Go through the data and copy each line where the string "trivial" appears.
BEGIN Data excerpts
PR #2559, opened 2025-01-31
feat(rpc/v06): re-add trivial and unchanged methods

kkovaacs:
These methods are trivial and the specs are the same in all JSON-RPC versions, so we can just re-add these to v06.

While adding `pathfinder_getProof` I also figured out that we were missing the registration for the v06-specific Websocket route, so I've re-added that.


vbar (approved):
LGTM, except do you actually want to merge into `krisztian/rpc-0.6-re-add-tx-queries`? I would have thought that doesn't require a review... :-)

Issue #2555, opened 2025-01-31
JSON-RPC 0.6: Execution, simulation and traces


kkovaacs:
`starknet_call`, `starknet_simulateTransactions`, `starknet_traceTransaction`, `starknet_traceBlockTransactions`

PR #2565, opened 2025-02-03
feat(rpc/v06): re-add execution methods

vbar:
Note that this PR doesn't include the update of fee estimate serialization - that should be implemented in https://github.com/eqlabs/pathfinder/pull/2550 .

Fixes https://github.com/eqlabs/pathfinder/issues/2555 .


kkovaacs (approved):
LGTM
END Data excerpts
_Written solution_:
feat(rpc/v06): re-add trivial and unchanged methods
These methods are trivial and the specs are the same in all JSON-RPC versions, so we can just re-add these to v06.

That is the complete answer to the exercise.